PR #257, opened 2020-10-19
Make navbar border color light color.

binh-dam-ibigroup:
This PR makes the border of the navbar the same as current (non-middleware) deployments.
This PR should be merged in order to resolve this discussion: https://github.com/ibi-group/trimet-mod-otp/pull/277#pullrequestreview-493506135 and merge https://github.com/ibi-group/trimet-mod-otp/pull/277.

### DIFF
--- a/lib/components/app/app.css
+++ b/lib/components/app/app.css
@@ -8,6 +8,10 @@
   padding: 0px 0px;
 }
 
+.navbar-inverse {
+  border-color: #e7e7e7; /* Same as non-inverse style. */
+}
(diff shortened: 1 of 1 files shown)


evansiroky (approved):

landonreed (commented):
I think I've been avoiding this PR because the problem isn't well described and this solution doesn't really seem appropriate. If there are custom css changes needed to the navbar, I think they should be handled in the trimet-mod-otp override css.

PR #259, opened 2020-10-20
Get error prop from state; skip sort if batch disabled

landonreed:
This resolves an issue blocking ibi-group/trimet-mod-otp#278 that prevented error responses from showing up in the narrative itinerary.

It also does not sort itineraries (meaning the default sort in the API response would be used) if batch routing is not enabled.


binh-dam-ibigroup (approved):
Looks good and seems to work with trimet-mod-otp.

PR #266, opened 2020-10-30
Only allow saving itineraries with transit and no rentals

binh-dam-ibigroup:
This PR shows the 'Save trip' button in the `NarrativeItineraries` if the selected itinerary has a transit leg and no rental legs, hides the button otherwise. The PR also removes the 'Save this option' trip button from `LineItinerary`.


lib/util/itinerary.js
```diff
@@ -15,3 +15,45 @@ export function getLeafletLegBounds (leg) {
...
+}
+
+/**
+ * Determines whether an itinerary can be monitored.
+ * @returns true if at least one of the legs of the specified itinerary is
+ *   a transit leg, and none of the legs is a rental leg (e.g. CAR_RENT, BICYCLE_RENT, etc.).
+ */
+export function itineraryCanBeMonitored (itinerary) {
+  return itineraryHasTransit(itinerary) && !itineraryHasRental(itinerary)
+}
```
evansiroky, line 59: These 3 functions could probably be combined into one so that a single loop occurs which checks each leg as needed. Furthermore, the `coreUtils.itinerary.hasRental` could be used. Also, this must check if a ridehail leg exists (`coreUtils.itinerary.hasHail` can be used). Also, I noticed that `lib/util/state.js` has a duplicate function of `itineraryHasTransit`. This redundancy should be avoided. Regarding testing, I think making tests for the `itineraryCanBeMonitored` would be good.

evansiroky (changes requested):
See comment.

lib/components/narrative/narrative-itineraries.js
```diff
@@ -145,8 +147,8 @@ class NarrativeItineraries extends Component {
                 onClick={this._toggleDetailedItinerary}>
                 <i className='fa fa-arrow-left' /> View all options
               </button>
-              {/* FIXME: only save if meets requirements (e.g., is transit + non-realtime mode) */}
-              {persistence && persistence.enabled
+              {/* Only save if itinerary has transit and no rental modes that cannot be guaranteed. */}
+              {persistence && persistence.enabled && itineraryCanBeMonitored(itineraries[activeItinerary])
```
landonreed, line 151: So, I think we should maybe take this opportunity to encapsulate this button into its own component. There are a few states that could be represented here, that we haven't quite addressed yet:
1. User is not logged in - in this instance, I think we should have the SaveTripButton render something like: "Please sign in to save trip"
2. Persistence disabled - just return null
3. itin cannot be monitored - we should probably disable the button and for now show a tooltip saying: "To save a trip it must contain a transit leg and no rental vehicles legs." Not sure if that's a great message long-term though...

landonreed (changes requested):
Save trip button probably warrants a component at this stage. Also, what Evan said.

lib/util/itinerary.js
binh-dam-ibigroup: Yeah, I totally missed on the duplicate in `state.js` but that function is no longer used for the purpose of this PR. The changes are in https://github.com/opentripplanner/otp-react-redux/pull/266/commits/df6bf8da862d7ac1bee6f28cdb581c5cb581cb8d, and the tests in https://github.com/opentripplanner/otp-react-redux/pull/266/commits/aa19444390bafc983ddc5ed51c0eb6fbd0aab1ae.

lib/components/narrative/narrative-itineraries.js
binh-dam-ibigroup: 1. I agree it is probably the simpler solution for now.
2. Agree
3. How about for the disabled button text: `🚫 Cannot save`? And for the tooltip, taken from the backend: "Only trips that include transit and no rentals or ride hailing can be saved/monitored."

__tests__/util/itinerary.js
```diff
@@ -0,0 +1,83 @@
...
+      title: 'should be false for a blank itinerary.'
+    }, {
+      expected: false,
+      itinerary: null,
+      title: 'should be false for a null itinerary.'
+    }]
+
+    testCases.forEach(({ expected, itinerary, title }) => {
+      it(title, () => {
+        expect(itineraryCanBeMonitored(itinerary))[expected ? 'toBeTruthy' : 'toBeFalsy']()
```
evansiroky, line 79: Since `itineraryCanBeMonitored` always returns exactly true of false, the readability of this assertion could be improved to be `expect(...).toBe(expected)`.

lib/components/narrative/save-trip-button.js
```diff
@@ -0,0 +1,87 @@
...
+  return {
+    itinerary: activeSearch && itineraries && itineraries[activeSearch.activeItinerary],
+    loggedInUser: state.user.loggedInUser,
+    persistence
+  }
+}
+
+const mapDispatchToProps = (dispatch, ownProps) => {}
+
+export default connect(mapStateToProps, mapDispatchToProps)(SaveTripButton)
```
evansiroky, line 87: `mapDispatchToProps` is not a required argument, so this can be replaced with `connect(mapStateToProps)(SaveTripButton)`

evansiroky (changes requested):
See 2 comments.

lib/components/narrative/save-trip-button.js
binh-dam-ibigroup: Updated in https://github.com/opentripplanner/otp-react-redux/pull/266/commits/4ccc5221910a02aab41e33d5251ec20459c8f68c.

__tests__/util/itinerary.js
binh-dam-ibigroup: Thanks, it was otherwise copy/paste from another test... Updated in. https://github.com/opentripplanner/otp-react-redux/pull/266/commits/4ccc5221910a02aab41e33d5251ec20459c8f68c.

evansiroky (approved):

lib/components/narrative/save-trip-button.js
```diff
@@ -0,0 +1,85 @@
...
+}
+
+// connect to the redux store
+
+const mapStateToProps = (state, ownProps) => {
+  const activeSearch = getActiveSearch(state.otp)
+  const { persistence } = state.otp.config
+  const itineraries = getActiveItineraries(state.otp)
+  return {
+    itinerary: activeSearch && itineraries && itineraries[activeSearch.activeItinerary],
```
landonreed, line 79: Opportunity to use `getActiveItinerary(state.otp)` which handles all of this other getActiveSearch/getActiveItineraries logic.

lib/components/narrative/line-itin/line-itinerary.js
```diff
@@ -77,18 +75,13 @@ export default class LineItinerary extends NarrativeItinerary {
           timeOptions={timeOptions}
         />
 
-        {user &&
-          <span className='pull-right'><LinkButton to='/savetrip'>Save this option</LinkButton></span>
-        }
-
```
landonreed, line 83: Actually, I know this goes against what I previously stated, but we should keep the new SaveTrip button component here `<SaveTripButton />`. This was decided in conversation with Ritesh earlier last week.

landonreed (approved):
Looks good. Conditional approval on a few final items.

lib/components/narrative/line-itin/line-itinerary.js
binh-dam-ibigroup: Reinstated in https://github.com/opentripplanner/otp-react-redux/pull/266/commits/80b8a912a73dce09a55078b0a243478e14dc783c.

lib/components/narrative/save-trip-button.js
binh-dam-ibigroup: Thanks. Updated in https://github.com/opentripplanner/otp-react-redux/pull/266/commits/80b8a912a73dce09a55078b0a243478e14dc783c.

lib/components/narrative/line-itin/line-itinerary.js
binh-dam-ibigroup: https://github.com/opentripplanner/otp-react-redux/pull/266/commits/dec353af2400b589ee2998747ea450d76d468e4d uses `<SaveTripButton />` in `LineItinerary`.

PR #269, opened 2020-10-30
Pass timeFormat to rendered itin

### LINKED ISSUE #268: Mismatched time values in Itinerary Narrative vs. Tabbed Summary
When planning a trip for a trip planner hosted in a timezone that is offset from your own (e.g., me, in Atlanta, planning a trip in an Ireland OTP instance), the offset is not being correctly applied. This is related to #247, which we attempted to resolve with #248, but due to the absence of static typing in this library, the true underlying issue (a missing `timeFormat` prop) was missed.

image

landonreed:
Fixes #268. A previous attempt had tried to fix this by connecting the RealtimeTimeColumn to the redux store, but the true underlying issue was a bad destructuring of props in `TabbedItineraries`.

To test, use a config.yml for a timezone different than your local computer's. Plan a trip and verify that the times in the narrative itinerary match what is shown in the tabbed-itin summary.

### DIFF
--- a/lib/components/narrative/line-itin/realtime-time-column.js
+++ b/lib/components/narrative/line-itin/realtime-time-column.js
@@ -3,10 +3,9 @@ import {
   legType,
   timeOptionsType
 } from '@opentripplanner/core-utils/lib/types'
-import { formatTime, getTimeFormat } from '@opentripplanner/core-utils/lib/time'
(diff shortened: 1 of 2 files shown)


binh-dam-ibigroup (approved):
Turned out better than what I thought!

evansiroky (approved):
========================================================================
For every line in the data above that holds "legs", return the line itself.

This PR shows the 'Save trip' button in the `NarrativeItineraries` if the selected itinerary has a transit leg and no rental legs, hides the button otherwise. The PR also removes the 'Save this option' trip button from `LineItinerary`.
+ * @returns true if at least one of the legs of the specified itinerary is
+ *   a transit leg, and none of the legs is a rental leg (e.g. CAR_RENT, BICYCLE_RENT, etc.).
3. itin cannot be monitored - we should probably disable the button and for now show a tooltip saying: "To save a trip it must contain a transit leg and no rental vehicles legs." Not sure if that's a great message long-term though...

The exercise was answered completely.